> _ACTION ITEM_: From the first line to the last, write out the records below exactly as they appear.

──────── EXERCISE INPUT

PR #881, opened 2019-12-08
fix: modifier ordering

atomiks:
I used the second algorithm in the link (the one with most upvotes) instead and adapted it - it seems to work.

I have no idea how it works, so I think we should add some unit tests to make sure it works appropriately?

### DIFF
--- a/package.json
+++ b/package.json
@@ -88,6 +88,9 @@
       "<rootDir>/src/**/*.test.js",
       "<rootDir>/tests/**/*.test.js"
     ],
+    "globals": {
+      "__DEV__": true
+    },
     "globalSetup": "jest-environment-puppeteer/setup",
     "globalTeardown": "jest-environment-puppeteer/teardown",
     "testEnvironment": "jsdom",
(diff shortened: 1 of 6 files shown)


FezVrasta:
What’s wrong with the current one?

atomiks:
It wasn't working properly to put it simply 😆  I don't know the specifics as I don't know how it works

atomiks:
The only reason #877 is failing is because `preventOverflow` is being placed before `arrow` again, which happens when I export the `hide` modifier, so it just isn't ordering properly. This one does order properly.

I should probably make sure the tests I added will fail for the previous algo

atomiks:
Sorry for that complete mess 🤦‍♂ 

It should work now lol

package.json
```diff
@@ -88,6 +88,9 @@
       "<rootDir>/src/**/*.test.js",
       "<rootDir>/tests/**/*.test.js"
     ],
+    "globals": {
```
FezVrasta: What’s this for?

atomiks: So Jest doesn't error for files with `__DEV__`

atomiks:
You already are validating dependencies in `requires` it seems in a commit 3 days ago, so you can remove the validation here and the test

────────────────

> _ANSWER AREA_:
PR #881, opened 2019-12-08
fix: modifier ordering

atomiks:
I used the second algorithm in the link (the one with most upvotes) instead and adapted it - it seems to work.

I have no idea how it works, so I think we should add some unit tests to make sure it works appropriately?

### DIFF
--- a/package.json
+++ b/package.json
@@ -88,6 +88,9 @@
       "<rootDir>/src/**/*.test.js",
       "<rootDir>/tests/**/*.test.js"
     ],
+    "globals": {
+      "__DEV__": true
+    },
     "globalSetup": "jest-environment-puppeteer/setup",
     "globalTeardown": "jest-environment-puppeteer/teardown",
     "testEnvironment": "jsdom",
(diff shortened: 1 of 6 files shown)


FezVrasta:
What’s wrong with the current one?

atomiks:
It wasn't working properly to put it simply 😆  I don't know the specifics as I don't know how it works

atomiks:
The only reason #877 is failing is because `preventOverflow` is being placed before `arrow` again, which happens when I export the `hide` modifier, so it just isn't ordering properly. This one does order properly.

I should probably make sure the tests I added will fail for the previous algo

atomiks:
Sorry for that complete mess 🤦‍♂ 

It should work now lol

package.json
```diff
@@ -88,6 +88,9 @@
       "<rootDir>/src/**/*.test.js",
       "<rootDir>/tests/**/*.test.js"
     ],
+    "globals": {
```
FezVrasta: What’s this for?

atomiks: So Jest doesn't error for files with `__DEV__`

atomiks:
You already are validating dependencies in `requires` it seems in a commit 3 days ago, so you can remove the validation here and the test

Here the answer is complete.